EXERCISE INSTRUCTIONS: The expected response is a copy of every line in the entries below that includes the word "function".
-----
PR #6906, opened 2025-07-09
cli: add support for `CLIPlugin` interface to extend command line through plugins

wihobbs:
Outstanding to-dos:
- [x] eliminate need for `parser` argument in `CLIPlugin.add_options` method per James's suggestion
- [x] move prefix `--ex-` from the `CLIPluginRegistry` to each individual plugin per Ryan's suggestion


wihobbs:
> move prefix --ex- from the CLIPluginRegistry to each individual plugin per Ryan's suggestion

To pass arbitrary `**kwargs` to argparse without documenting and enumerating all of them, I created a `CLIPluginOption` class, which accepts arbitrary `**kwargs` (eventually invalid ones will error out, when the parser is created). It was logical to contain the `prefix="--ex-"` option there, if one plugin wants to use different prefixes, and it was workable in Python. 

Marking this as ready for review.

src/bindings/python/flux/cli/plugin.py
```diff
@@ -0,0 +1,180 @@
...
+class CLIPluginOption:
+    """Wrap Argparse's add_argument method with a class
+
+    Args:
+
+        name (str): Long option string being added (must begin with ``--``).
+        prefix (str): By default, ``--ex-`` is added as a prefix to ensure
+            arguments are namespaced. However, other flux-framework projects
+            can override this (as can other projects, though it is not
+            advised).
```
grondo: It is probably unnecessary to mention flux-framework and other projects here. Instead just document the option and that use of a prefix is strongly encourage so that it is clear that an option is provided by a plugin. e.g.:

> By default, ``--ex-`` is added as a prefix to plugin-provided options to ensure options are namespaced and that it is clear the option is not one provided by the core submission commands. However, the prefix may be overridden where it makes sense, e.g. with a site or project name.

src/bindings/python/flux/cli/plugin.py
```diff
@@ -0,0 +1,180 @@
...
+
+    Other keyword arguments, except ``dest=`` are passed along to
+    ``ArgumentParser.add_argument`` unchanged. ``dest=`` is a special case,
+    where dashes are replaced with underscores.
+    """
+
+    def __init__(self, name, prefix="--ex-", **kwargs):
```
grondo: It would be more user friendly if the option here dropped the `--{prefix}-` in the prefix argument, i.e. just have
```python
def __init__(self, name, prefix="ex", **kwargs):
```

Then add the `--{prefix}-` when prepending the prefix below. This also enforces the fact that this will always be a long option (i.e. I think the option would be registered without `--` if a user passed in a prefix without a leading `--` in the current code)

This also would allow a Flux provided plugin to pass `prefix=""` to get an empty prefix.

src/bindings/python/flux/cli/plugin.py
```diff
@@ -0,0 +1,180 @@
...
+        if not name.startswith("--"):
+            raise ValueError("Plugins must register only long options.")
+        if prefix:
+            if "dest" not in kwargs:
+                kwargs["dest"] = name[2:].replace("-", "_")
```
grondo: This could use a comment, something like
```python
# If dest is not already provided, create one from the option name (minus the leading `--`) replacing `-` with `_` as ArgumentParser would.
```

src/bindings/python/flux/cli/plugin.py
```diff
@@ -0,0 +1,180 @@
...
+
+        name (str): Long option string being added (must begin with ``--``).
+        prefix (str): By default, ``--ex-`` is added as a prefix to ensure
+            arguments are namespaced. However, other flux-framework projects
+            can override this (as can other projects, though it is not
+            advised).
+
+    Other keyword arguments, except ``dest=`` are passed along to
+    ``ArgumentParser.add_argument`` unchanged. ``dest=`` is a special case,
+    where dashes are replaced with underscores.
```
grondo: If I'm reading the code below correctly, `dest` is passed along to `argparse`. Only if `dest` is not present _and_ `prefix` is not `None` or empty it is created from `name` instead of `--ex-{name}`?

(That should probably be added to the documentation here: prefix does not automatically appear in dest)

This case should also be tested: Do we fail in a predictable way if two options are registered from different plugins with the same `name` but different `prefix`?

src/bindings/python/flux/cli/plugin.py
```diff
@@ -0,0 +1,180 @@
...
+    """
+
+    def __init__(self, name, prefix="--ex-", **kwargs):
+        if not name.startswith("--"):
+            raise ValueError("Plugins must register only long options.")
+        if prefix:
+            if "dest" not in kwargs:
+                kwargs["dest"] = name[2:].replace("-", "_")
+            self.name = name.replace("--", prefix)
+        self.__dict__.update(kwargs)
```
grondo: Just curious what you get using `self.__dict__` vs just the more explicit use of an attribute like `self.kwargs`?

src/bindings/python/flux/cli/plugin.py
```diff
@@ -0,0 +1,180 @@
...
+        self.prog = prog
+        if prog.startswith("flux "):
+            self.prog = prog[5:]
+        self.options = []
+
+    def add_option(self, option):
+        """Allow plugin to add additional options to itself
+
+        Plugins use:
+        >>> self.add_option(CLIPluginOption("--longopt", action="store_true", help="Help."))
```
grondo: I would slightly prefer if the user did not have to instantiate the `CLIPluginOption()`. You may have a good reason for this, but why not:

```Python
    def add_option(name, prefix="--ex-", **kwargs):
        self.options.append(CLIPluginOption(name, prefix, **kwargs))
```

This is  a bit more user friendly interface IMO and doesn't require the user to import or use the `CLIPluginOption` class in the common case. However, you may have tried this and run into some issue I don't see.
```

File: src/bindings/python/flux/cli/plugin.py [hunk 7]
```diff
@@ -0,0 +1,180 @@
...
+        if type(option) is not CLIPluginOption:
+            raise ValueError(
+                f"{option} is invalid, please use the CLIPluginOption class"
+            )
+        else:
+            self.options.append(option)
+
+    def get_options(self):
+        """Return a dict of options to add to the command line"""
+        return self.options
```
grondo: This method could be dropped in preference for just using `plugin.options`?

src/bindings/python/flux/cli/base.py
```diff
@@ -757,7 +758,11 @@ def __init__(self, prog, usage=None, description=None, exclude_io=False):
         self.exitcode = 0
         self.progress = None
         self.watcher = None
+        self.plugins = CLIPluginRegistry().load_plugins(prog)
         self.parser = self.create_parser(prog, usage, description, exclude_io)
+        group = self.parser.add_argument_group("Options provided by plugins")
+        for option in self.plugins.get_options():
+            group.add_argument(option.__dict__.pop("name"), **option.__dict__)
```
grondo: Another spot where having explicit attributes in the CLIPluginOption class would be good. Then you could split the option name and kwargs into `option.name` and `option.kwargs` and this code would be cleaner as:
```python
        for option in self.plugins.get_options():
            group.add_argument(option.name, **option.kwargs)

File: src/bindings/python/flux/cli/base.py [hunk 9]
```diff
@@ -1086,6 +1094,8 @@ def jobspec_create(self, args):
             for arg in args.add_file:
                 self.handle_add_file_arg(jobspec, arg)
 
+        self.plugins.modify_jobspec(args, jobspec)
```
grondo, line 1098: Suggestion: Add a comment here just to indicate what the call is allowing.

src/bindings/python/flux/cli/plugin.py
```diff
@@ -57,7 +57,7 @@ class CLIPlugin(ABC):  # pragma no cover
             e.g. "submit", "run", "alloc", "batch", "bulksubmit"
     """
 
-    def __init__(self, prog):
+    def __init__(self, prog, version=None, prefix="--ex-"):
```
grondo: This change may be in the wrong commit?

t/t2717-python-cli-plugins.t
```diff
@@ -0,0 +1,46 @@
...
+
+. $(dirname $0)/sharness.sh
+
+export FLUX_CLI_PLUGINPATH=${SHARNESS_TEST_SRCDIR}/cli-plugins/
+
+test_under_flux 4 job
+
+test_expect_success 'flux-alloc: base --help message is formatted correctly' '
+  flux alloc --help 
+'
```
grondo: This should check something ;-) Maybe that the plugin option section appears in the output.

grondo (commented):
Looking good! Thanks @wihobbs!

I made a first pass through with some fairly minor comments.

Regarding testing, let's make sure we're testing:

 - failure modes, e.g. plugins that add a conflicting option. Conflicting options with different prefixes (which I think would result in the same "dest")
 - use of a different prefix works
 - use of an empty or None prefix works

src/bindings/python/flux/cli/plugin.py
wihobbs: This is a great suggestion. It also eliminates having to check that the "option" is of the correct type.

src/bindings/python/flux/cli/plugin.py
wihobbs: More confusion, as is always the goal. (Fixed)

src/bindings/python/flux/cli/base.py
```diff
@@ -757,7 +758,11 @@ def __init__(self, prog, usage=None, description=None, exclude_io=False):
         self.exitcode = 0
         self.progress = None
         self.watcher = None
+        self.plugins = CLIPluginRegistry().load_plugins(prog)
```
wihobbs: @grondo What would you think of instead

```
self.plugins = CLIPluginRegistry(prog)
```
and the registry calling `load_plugins` as part of init? (or doing the same things but eliminating that function)

wihobbs: We'd have to use `__new__` instead of `__init__` to return an instance of the class, perhaps that's why you went with the `load_plugins()` function instead in the first prototype.

wihobbs: Ohh, I see why now. This is useful as-is in the validator. Ignore my noise!

src/bindings/python/flux/cli/plugin.py
wihobbs: I sort of wonder if we should _reject_ the empty string as a prefix...

src/bindings/python/flux/cli/base.py
grondo: You make a good point, though. Since it is internal use only, we could eventually update the class initializer to work in the way you propose if someone thinks of a clean solution.

wihobbs: I think I might have figured out how to do this, but I need to test it first.

src/bindings/python/flux/cli/plugin.py
grondo: No. We talked about explicitly allowing this for some cases.

src/bindings/python/flux/cli/base.py
grondo: It does seem like you could just call `self.load_plugins(prog)` in the `__init__` function, once `prog` is added as an arg.

I guess it is just a style question at this point. The one time you may not want to do this is when you might add other setup or configuration methods to the class in the future. Then you want to be able to instantiate an object of the class _before_ loading plugins. This kind of reason is why I tend to first create classes that only set initial attribute values in a class initializer, and other methods to fully set up or configure the class.

grondo: Hm. Now that I'm thinking about it, either way it does seem like `prog` should be passed to the class initializer and not only the `load_plugins()` method (that seems like a design flaw in the prototype). Good catch.

wihobbs:
oops y'all saw nothing 👀

grondo:
BTW, this seems ready to remove WIP. At the same time reword the [python: add prototype for submission cli plugins](https://github.com/flux-framework/flux-core/pull/6906/commits/b8f59d478ca1c06a0e52ae0b6f2b83a91050379a) commit to remove the "prototype" language.

src/bindings/python/flux/cli/plugin.py
wihobbs: > Do we fail in a predictable way if two options are registered from different plugins with the same name but different prefix?

I decided this should be a failure if the `kwargs["dest"]` option conflicts. Users have always had the option to provide their own dest, and perhaps there are some valid cases for having a plugin with the same `name` but different `prefix`es (if they know this and put a different `dest` too). I'll push up how I did this soon.

src/bindings/python/flux/cli/plugin.py
```diff
@@ -0,0 +1,180 @@
+##############################################################
+# Copyright 2024 Lawrence Livermore National Security, LLC
```
cmoussa1: does this copyright year need to be updated to 2025?

t/cli-plugins/validateonly.py
```diff
@@ -0,0 +1,42 @@
...
+
+
+class ValidateShellVerboseOpt(CLIPlugin):
+    name = "shell.options.verbose"
+
+    def validate(self, jobspec):
+        try:
+            verbosity = jobspec.attributes["system"]["shell"]["options"]["verbose"]
+            if not verbosity.isdigit():
+                raise ValueError(f"{self.name}: expected integer, got {verbosity}")
```
cmoussa1: IMHO it could be useful to return the _type_ of `verbosity` instead of `verbosity` itself in this exception message, but you could probably take or leave this.

t/t2717-python-cli-plugins.t
```diff
@@ -0,0 +1,62 @@
...
+    def __init__(self, prog):
+        super().__init__(prog)
+        self.add_option("--gpumode", help="I want to mess up the gpumode")
+EOF
+  test_must_fail flux run -N1 --dry-run sleep inf 2> out5.err &&
+  grep "conflicts with another option" out5.err &&
+  rm ../cli-plugins/doubleplugin.py
+'
+
+test_done
```
cmoussa1, line 62: It looks like the indentation might be a little inconsistent (at least looking at it on GitHub). Is it possible some indentations are using spaces while others are using tabs?

cmoussa1 (commented):
This is looking pretty good! I have a couple of minor comments after a pass through.

src/bindings/python/flux/cli/plugin.py
wihobbs: It's been [recommended](https://llnl-performance.slack.com/archives/CBNV6RG8Y/p1747091122086739?thread_ts=1747077931.876609&cid=CBNV6RG8Y) that we just remove the year, since it is [unnecessary, and cumbersome to update (which is recommended but not done)](https://www.linuxfoundation.org/blog/blog/copyright-notices-in-open-source-software-projects). I'll just remove it.

t/cli-plugins/validateonly.py
wihobbs: Hmm, this plugin isn't being tested _at all_, that seems bad.

src/bindings/python/flux/cli/plugin.py
grondo: What we actually do is put the year the file was originally included in the source, then never worry about updating it. I don't have a problem with removing the year, but would like to get an ACK from @garlick since we haven't yet dropped the year everywhere else.

wihobbs: Ok, that seems like maybe an out of scope conversation for this PR. I'll put 2025 in the header to be consistent and we can talk about dropping the year later.

cmoussa1: This is what I do in flux-accounting - just include the year the file was originally added!

wihobbs:
Thanks @cmoussa1! I believe I addressed all of your comments. I also fixed a failing test in `make distcheck` and added an additional test to make sure we can support plugins with the same name and different prefixes _if_ they specify a different `dest`.

src/bindings/python/flux/cli/plugin.py
```diff
@@ -0,0 +1,180 @@
...
+    def add_option(self, name, **kwargs):
+        """Allow plugin to register options in its dictionary
+
+        Args:
+
+            name (str): Long option string being added (must begin with ``--``).
+            prefix (str): By default, ``--ex-`` is added as a prefix to ensure
+                plugin-provided options are namespaced. The prefix may be
+                overridden with a site or project name.
+
```
grondo: `prefix` is no longer an arg here, so should be removed from docs. Perhaps move the description prefix, how/when to override it, etc to the class documentation?

src/bindings/python/flux/cli/plugin.py
```diff
@@ -0,0 +1,180 @@
...
+                and issubclass(entry, CLIPlugin)
+                and entry != CLIPlugin
+            ):
+                self.plugins.append(entry(program))
+
+    def _load_plugins(self, program):
+        """Load all cli plugins from the standard path"""
+        for path in glob.glob(f"{self.plugindir}/*.py"):
+            self._add_plugins(import_path(path), program)
+        option_dests = []
```
grondo: I think it might be more efficient if option_dests was a dictionary, since you are just looking for name collisions.
i.e. instead of appending to `option_dests` just use `option_dests[dest] = 1`. Then the lookup is ~O(1).

src/bindings/python/flux/cli/base.py
```diff
@@ -36,6 +36,7 @@
 
 import flux
 from flux import debugged, job, util
+from flux.cli.plugin import CLIPluginRegistry
```
grondo, line 39: Commit message probably needs an update to describe current behavior (e.g. `add_options()` is not a plugin provided method anymore but is instead called by plugins during init, then collected plugins are added to the "options provided by plugins" sections)

t/t2717-python-cli-plugins.t
```diff
@@ -0,0 +1,76 @@
...
+  grep "shell.options.verbose: expected integer, got <class" out5.err
+'
+test_expect_success 'flux-alloc: new plugin with the same name/dest as another fails' '
+  cat <<-EOF > ${SHARNESS_TEST_SRCDIR}/cli-plugins/doubleplugin.py && 
+from flux.cli.plugin import CLIPlugin 
+class BadPlugin(CLIPlugin):
+    def __init__(self, prog):
+        super().__init__(prog)
+        self.add_option("--gpumode", help="I want to mess up the gpumode")
+EOF
```
grondo: When using `-EOF`, the "heredoc" `<<` will ignore tabs, so you can add one tab in front of the content of this file so it is more readable in the sharness script.

t/t2717-python-cli-plugins.t
```diff
@@ -0,0 +1,76 @@
...
+  rm ${SHARNESS_TEST_SRCDIR}/cli-plugins/doubleplugin.py
+'
+test_expect_success 'flux-alloc: new plugin with the same name, diff dest/prefix is accepted' '
+  cat <<-EOF > ${SHARNESS_TEST_SRCDIR}/cli-plugins/doubleplugin.py && 
+from flux.cli.plugin import CLIPlugin 
+class GoodPlugin(CLIPlugin):
+    def __init__(self, prog, prefix="diff"):
+        super().__init__(prog, prefix=prefix)
+        self.add_option("--gpumode", dest="different_gpu", help="I am a valid plugin")
+EOF
```
grondo: same comment as above.

grondo (commented):
Just did a quick run through and this is very close to ready to merge!

I'll actually check out the branch and do some hand testing then come back and do a another review.

src/bindings/python/flux/cli/plugin.py
wihobbs: Will that lookup have to be wrapped in a try/catch, because a lookup of a dict key that doesn't exist will throw a `KeyError`? We could look in `option_dests.keys()` but that's a method that returns a list so it'd be the same time complexity. Perhaps I'm missing something simple. 😬

cmoussa1: You could use the [`.get()`](https://www.geeksforgeeks.org/python/python-dictionary-get-method/) method with a dict access that will return `None` (or I _believe_ a custom default) instead of raising a `KeyError`.

wihobbs: Wow that is useful. 🤦

grondo: I mean to continue using `if dest in option_dests`, it is the same code but (I presume) faster because `in` in a list would have to search the whole list, whereas `in` for a dict is just using the lookup.

t/t2717-python-cli-plugins.t
wihobbs: I actually have to drop these `cat` calls out of the tests because they're failing under `distcheck`. Will push up a proposed fix soon. I created new directories with failing plugins, but symlinked the working ones into that directory.

This is an unfortunate limitation of only having one statically defined directory for plugins, perhaps a future improvement could take a colon-delimited `PATH` or load plugins dynamically.

grondo: Ah, that makes sense. Yeah, we should add that after this one lands. It could perhaps make use of `flux.util.xdg_searchpath()` which searches the standard XDG directories...

grondo: Oh, I had forgotten the path can already be overidden using `FLUX_CLI_PLUGINPATH`. You could have tested these dynamically created plugins by setting that path. However, what you have is also fine and I do think we need to update this to take a colon delimited path, or support `XDG_CONFIG_HOME` and `XDG_CONFIG_DIRS` (need to ponder which is better). So keeping things as is for now is good.

wihobbs:
Thanks @grondo! Have fun on vacation! 🌴

cmoussa1 (approved):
-----
EXPECTED ANSWER:
and the registry calling `load_plugins` as part of init? (or doing the same things but eliminating that function)
wihobbs: We'd have to use `__new__` instead of `__init__` to return an instance of the class, perhaps that's why you went with the `load_plugins()` function instead in the first prototype.
grondo: It does seem like you could just call `self.load_plugins(prog)` in the `__init__` function, once `prog` is added as an arg.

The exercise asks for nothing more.